[Stored data entries]
Issue #4478, opened 2021-03-05
Decomposition of the Jacobian of a genus 2 curve as product of elliptic curves


edgarcosta:
For some genus 2 curves, whose Jacobian factors as a product of elliptic curves we go further than specifying isogeny class, as we specify the curves of the elliptic curve, for example:
https://www.lmfdb.org/Genus2Curve/Q/994009/a/994009/1
but we still say
> Decomposes up to isogeny as the product of the non-isogenous elliptic curves

and we also don't say how we picked each curve from its isogeny class.

edgarcosta:
@JRSijsling do you recall how we picked a curve in each isogeny class?

JRSijsling:
Yeah, it is a bit weird to give specific curves here. In this particular case, where there are two non-isogenous elliptic curves, there are distinguished central idempotents. In other words, the endomorphism algebra is QQ x QQ, and the elements (1, 0) and (0, 1) in that algebra are truly distinguished and uniquely determined. These are applied to the lattice, and the resulting image furnishes the curves that are indicated.

Things are different when the algebra is, for instance, M_2 (QQ): Then there are no central idempotents, uniqueness is lost, and the result counts for less because just "some" idempotent is taken.

So frankly, in general it only makes sense to indicate the isogeny classes.

rbommel:
See also pull suggest #4489.

rbommel:
[![](https://camo.githubusercontent.com/fcaf500cf6cd78ea7e41a56c61c688c9f2e4f2873113bffc8873c9dd4903dfa2/68747470733a2f2f692e696d67666c69702e636f6d2f3539686732312e6a7067)](https://imgflip.com/i/59hg21)
[from Imgflip Meme Generator](https://imgflip.com/memegenerator)

PR #4489, opened 2021-03-19
Show isogeny classes instead of curves in 'Jacobian is isogenous to...'

rbommel:
This should resolve issue #4478. You can see the changes for example on:
http://localhost:37777/Genus2Curve/Q/196/a/21952/1 and http://localhost:37777/Genus2Curve/Q/196/a/

### DIFF
--- a/lmfdb/genus2_curves/templates/g2c_isogeny_class.html
+++ b/lmfdb/genus2_curves/templates/g2c_isogeny_class.html
@@ -77,6 +77,14 @@ text-align: center;
 {% endif %}
 </p>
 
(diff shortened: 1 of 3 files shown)


AndrewVSutherland:
There is a test failure caused by this change in "test_by_curve_label".  Presumably it is looking for a complete elliptic curve label where there is no only an isogeny class label.

AndrewVSutherland:
lmfdb/genus2_curves/test_genus2_curves.py:23: AssertionError

rbommel:
Okay, I changed this now. Hopefully it works, but I have no way to test it myself as the test script doesn't run anymore in my Legendre account. It says "no module named 'lmfdb.utils'".

AndrewVSutherland:
Looks good.

PR #4508, opened 2021-04-07
Added Base Field search

limarta:
Added feature to search by moduli fields for Belyi maps.

### DIFF
--- a/lmfdb/belyi/main.py
+++ b/lmfdb/belyi/main.py
@@ -16,6 +16,7 @@ from lmfdb.utils import (
     display_knowl,
     parse_ints,
     parse_bracketed_posints,
+    parse_nf_string,
     redirect_no_cache,
     search_wrap,
     Downloader,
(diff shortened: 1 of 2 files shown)


lmfdb/belyi/main.py
```diff
@@ -764,8 +766,14 @@ def __init__(self):
             label="Geometry type",
             knowl="belyi.geometry_type",
             options=[("", "")] + list(geometry_types_dict.items()))
+        field = TextBox(
+            name="field",
+            label="Moduli field",
+            knowl="ag.base_field",
```
edgarcosta, line 772: This points to the wrong knowl

edgarcosta: The knowl should be: belyi.moduli_field

edgarcosta:
@jvoight and @SamSchiavone  are figuring out what is the right knowl to use here and in the column headings.
Given that belyi is still restricted to beta I would propose to go ahead and merge this.

SamSchiavone:
Yeah, there's some field of definition vs. field of moduli and pointed vs. unpointed variants of these that needs to get sorted out. For the moment, maybe it's best to just change the knowl to `belyi.base_field`, which already exists.

edgarcosta:
Superseded by #4534

PR #4515, opened 2021-04-14
pass_size search

aahhoey:
I added a search feature for passport size to the Belyi database.


edgarcosta:
@aahhoey feel free to add yourself to the contributor's list: https://github.com/LMFDB/lmfdb/blob/master/CONTRIBUTORS.yaml

PR #4526, opened 2021-04-16
Footer tweak

AndrewVSutherland:
This PR reduces the height of the footer to make it more consistent with the thinner header we now use.


AndrewVSutherland:
Travis error is due to a bug in the travis script (which has been fixed).

Issue #3771, opened 2020-03-25
Wishlist: search option "disjoint from" a set of primes for bad primes


AurelPage:
It would often be useful to be able to specify a list of primes that you don't want to be bad. This probably applies to many objects, but I am mainly thinking about classical modular forms ("Bad p" field); note that it could also be a separate search field like for global number fields ("Unramified primes" field).

The automatic "similar issues" feature of github suggests #3160, which makes me realise that specifying the number of bad primes also makes sense and could also be useful for modular forms.

edgarcosta:
Would be enough to have an option of "exclude" as in
https://www.lmfdb.org/EllipticCurve/Q/
?

AurelPage:
Yes, "exclude" is the same as "disjoint from".

edgarcosta:
I'm aware that "exclude" = "disjoint from", but the question would it be enough to have a single box, or are you asking for two boxes, as in number fields https://www.lmfdb.org/NumberField/?

AurelPage:
Either would be fine, but of course two boxes allow for finer searches. This could also be an opportunity to uniformise the way it is done in various objects: several search fields vs only one, formulation ("include" vs "superset") etc.

edgarcosta:
We have been trying to uniformize the search. 
Take a look at: https://olive.lmfdb.xyz/NumberField/
At the moment, seems that only place we are missing the exclude option is classical modular forms.

AurelPage:
I see, thanks! It seems that only number fields has a separate search box, so maybe simply adding an "exclude" option to the "Bad p" box of modular forms is reasonable.

JohnCremona:
I think we should be consistent across all objects we have which have a notion of bad or ramified primes, which is a lot of them. We should have the same search options for all these using as similar wording as possible

rbommel:
See also PR #3776.

roed314:
And PR #3779.

rbommel:
Is this issue resolved now?

AndrewVSutherland:
None of HMF, BMF, ECNF provide an option to constrain primes dividing the conductor norm.  Just adding a bad primes search option should automatically provide include/exclude/exactly/subset options.

JohnCremona:
What these three have in common is that the primes in question are number field primes so it is not at all clear how a user might input them.  Easier, though less good, would be for the database to include a list of prime numbers dividing the *norm* of the level / conductor.  Then one could easily constrain these in a search.

[...]

PR #4527, opened 2021-04-16
Adding search option for bad primes 

rbommel:
Adding search option for bad primes  for elliptic curves over number fields, Bianchi modular forms, and Hilbert modular forms, as requested in issue #3771.


AndrewVSutherland:
The search box layout on http://127.0.0.1:37777/EllipticCurve/ is pretty ugly.  One possible fix is to change "Primes dividing the conductor" to "Bad primes", which might be short enough to get the j-invariant box to align properly (or just change the length of the j-invariant input).

Neither caption is strictly correct (these are rational primes dividing the norm of the conductor), but "Bad primes" is shorter, more consistent with usage elsewhere, and arguably less confusing than "primes dividing the conductor" (these primes are "bad" for every reasonable definition of "bad" but they do not necessarily "divide the conductor" under the most natural definition of "dividing the conductor").

rbommel:
Changed "Primes dividing the conductor" into "Bad primes".

PR #4530, opened 2021-04-17
Source and acknowledgments

AndrewVSutherland:
This PR completes the source/acknowledgment knowl changes for all production sections of the LMFDB and renames all of the old dq.* knowls in production sections to the corresponding rcs.* knowl names where appropriate.  Credit strings have been copied into acknowledgments knowls for the moment, but these will require further editing (both expanding them to say more and removing information that is already contained in the source knowl).

There are also now generic and specific source and acknowledgment knowls for L-function data (specific knowls that depend on the origin are stored in the lfucn_rs_knowl table as before).

Credit strings no longer appear in the footer on any of the production pages (but they are still present for the beta sections Belyi/Siegel/HGM/Lattices -- these will need to be updated to use the new framework before we go into production).

There are also some minor page layout tweaks (footer is thinner and positioned more consistently, show commands and the  x -> x button now float right to avoid pushing the first header down the page, title bar now has a rounded lower right corner like it is supposed to, property box spacing has been lightly tweaked, header/footer box shadows have been removed, etc... -- most of these will not be noticeable unless you compare the pages side-by-side).

I am going to merge this as soon as Travis is happy. This PR touches almost every section of the LMFDB and I want to avoid potential merge conflicts.  I will then push to beta but then wait a few days before pushing to production to give people a change to catch anything I might have missed.

### DIFF
--- a/lmfdb/abvar/fq/main.py
+++ b/lmfdb/abvar/fq/main.py
@@ -39,12 +39,10 @@ def get_bread(*breads):
         bc.append(z)
     return bc
 
-abvarfq_credit = "Taylor Dupuy, Kiran Kedlaya, David Roe, Christelle Vincent"
-
 def learnmore_list():
     return [
+        ("Source and acknowledgments", url_for(".how_computed_page")),
         ("Completeness of the data", url_for(".completeness_page")),
-        ("Source of the data", url_for(".how_computed_page")),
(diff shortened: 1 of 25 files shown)


AndrewVSutherland:
Travis doesn't seem to want to run, but tests pass on grace.

PR #4533, opened 2021-04-21
updated various entries in the Contributors list

JohnCremona:
Updated several affiliations and URLs


JohnCremona:
It would be good to have someone else take a quick look at these, especially as some are MIT and Dartmouth people (looking at you @edgarcosta )

PR #4534, opened 2021-04-21
Base Field Search Fixed

kgravel:
supersedes https://github.com/LMFDB/lmfdb/pull/4508

added number field search, fixed knowls, and resolved conflicts

### DIFF
--- a/lmfdb/belyi/main.py
+++ b/lmfdb/belyi/main.py
@@ -758,7 +758,7 @@ class BelyiSearchArray(SearchArray):
         pass_size = TextBox(
             name="pass_size",
             label="Passport size",
-            knowl="belyi.passport",
+            knowl="belyi.pass_size",
             example="2",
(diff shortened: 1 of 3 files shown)


AndrewVSutherland:
This seems to work so I am going to merge it, but I think it should give an error message rather than no search results when the user enters an invalid number field label such as 1.2.3.4.5.6.7 or one that doesn't exist such as 1.1.1.2.

SamSchiavone:
@AndrewVSutherland Ah, that's good to know. We copied the base field search code from elliptic curves over number fields, which seems to have the same problem:

https://beta.lmfdb.org/EllipticCurve/?field=1.1.1.1.1.1&search_type=List

But the jump box on the number fields browse page will throw
> Error: 1.1.1.1.1 is not a valid label for a number field.
if given an invalid label like 1.1.1.1.1.

PR #4540, opened 2021-04-27
Hopefully final LocalNumberField -> padicField changes

jwj61:
Entering a url using LocalNumberField now redirects to padicField.

Also, links in the search table were still pointing to LocalNumberField, so that is now fixed.

A few other places were not using url_for (or some variation), and those are now fixed.  (There is no visible change to the user on those.)

Pages to check are anything in the padicField area, such as

http://127.0.0.1:37777/padicField/?p=3&n=6  (search results)
http://127.0.0.1:37777/LocalNumberField/3.6.6.4  (both that it redirects, and that the root field and unramified subfield friends still go to the correct places)

### DIFF
--- a/lmfdb/local_fields/__init__.py
+++ b/lmfdb/local_fields/__init__.py
@@ -27,6 +27,7 @@ def redirect_local():
 
 
 app.register_blueprint(local_fields_page, url_prefix="/padicField")
+app.register_blueprint(local_fields_page, url_prefix="/LocalNumberField")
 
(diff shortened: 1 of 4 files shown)


AndrewVSutherland:
I seem to get a 404 on http://127.0.0.1:37777/LocalNumberField/3.6.6.4

jwj61:
Should be fixed now

edgarcosta:
looks good to me

Issue #4512, opened 2021-04-10
Root angle L-function search option needs better knowl and to not throw server errors


AndrewVSutherland:
The root angle input on https://beta.lmfdb.org/L/ currently links to the root number knowl, but it really needs its own knowl which explains what the root angle is and how the input will be interpreted.

Similarly the Arg(epsilon) column in the search results needs a knowl that explains that it isn't actually displaying Arg(epsilon), it's displaying Arg(epsilon)/(2pi) mod 1 in (-0.5,0.5] (at least that's what I think it is displaying).

Also, it should not throw a server error on the input 0.1..0.6:

https://beta.lmfdb.org/L/?root_angle=0.1..0.6&search_type=List

AndrewVSutherland:
Resolved by #4547

PR #4547, opened 2021-04-30
Root angle search

roed314:
Addresses #4512.  Things to look at:

* Make sure that inputting `0.1-0.6` no longer gives a server error, and that various search inputs work on root angle.
* Check the two knowls that I've created

### DIFF
--- a/lmfdb/classical_modular_forms/main.py
+++ b/lmfdb/classical_modular_forms/main.py
@@ -712,7 +712,7 @@ def common_parse(info, query, na_check=False):
                 query['level'] = {'$in': ZZ(query['level']).divisors()}
         else:
             query['level_is_' + info['level_type']] = True
-    parse_floats(info, query, 'analytic_conductor', name="Analytic conductor", allow_singletons=True)
+    parse_floats(info, query, 'analytic_conductor', name="Analytic conductor")
     parse_ints(info, query, 'Nk2', name=r"\(Nk^2\)")
     parse_ints(info, query, 'char_order', name="Character order")
     parse_primes(info, query, 'level_primes', name='Primes dividing level', mode=info.get('prime_quantifier'), radical='level_radical')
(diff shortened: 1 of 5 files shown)


AndrewVSutherland:
Still seems a little wonky:

- 0-1 results in 0.00 not -0.5-0.5, which I think is a bug
- 0-0.6 gives 0.0-0.5,-0.5--0.4 as expected, but 0-0.7 gives 0.0-0.5,-0.5--0.30000000000000004, which is correct (within epsilon) but a little startling

The knowls look good.

roed314:
Do you also want `0-0` to give just the point `0.00`?  With the current strategy it's hard to distinguish between `0-0` and `0-1` since the first thing that's done is reduce everything mod 1.

AndrewVSutherland:
It would probably make sense to convert a-a to a before reducing mod 1.

roed314:
Are you okay with `0.4-0.2` being the same as `0.4-1.2` (namely the complement of `0.2-0.4`)?

AndrewVSutherland:
I have no problem with this, it is what I would expect.  But I also would have no problem with displaying an error for intervals a-b with a>b if you are concerned that 0.4-1.2 would be confusing.

roed314:
Ok, I basically rewrote `parse_floats` and `parse_mod1` so that they could both use an alternative to `parse_range2`, rather than trying to work around the limitations of that function.

Some consequences:

* Across the LMFDB, we now accept singletons for floats, which are converted into a small range (width `10^-10`)
* If you enter `1-` or `0-1` or something that covers more than a unit interval, your input is removed since it provides no constraint.
* Backward inputs like `0.4-0.2` raise an error.
* It does a better job of not changing inputs if they don't need to be changed, and not printing a silly number of digits.
* Small denominators (those dividing 4) are now privileged, and converted from a float into a fraction.  Type `0.25` for example.  Under the hood, it's still searching for these as a float range.

AndrewVSutherland:
@roed314 Thanks for this, it is much improved!  The only issue I found with the new version is that the input 1-1.1 produces a strange error:

    http://127.0.0.1:37777/L/?hst=List&root_angle=1-1.1&search_type=List

whereas 1.0-1.1 works as expected.

roed314:
It should be fixed now.

PR #4550, opened 2021-04-30
Update number field search regex

SamSchiavone:
As noted by @AndrewVSutherland in this PR (https://github.com/LMFDB/lmfdb/pull/4534), giving an invalid number field label when searching for elliptic curves, abelian varieties, or Belyi maps of a given base field would return no results rather than raising an error. This was due to an incorrect regex, which I've replaced.


AndrewVSutherland:
This is an improvement, so I will merge it, but it still doesn't alert the users to labels that don't match any number field, like 0.1.2.3 or 3.0.23.2 (doing so would help catch typos).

▶ **WHAT YOU NEED TO DO**
Your answer must consist solely of the lines from the top of the entries above through the line containing "For some genus", copied exactly, both ends included.

▶ **EXERCISE OUTPUT**
Issue #4478, opened 2021-03-05
Decomposition of the Jacobian of a genus 2 curve as product of elliptic curves


edgarcosta:
For some genus 2 curves, whose Jacobian factors as a product of elliptic curves we go further than specifying isogeny class, as we specify the curves of the elliptic curve, for example:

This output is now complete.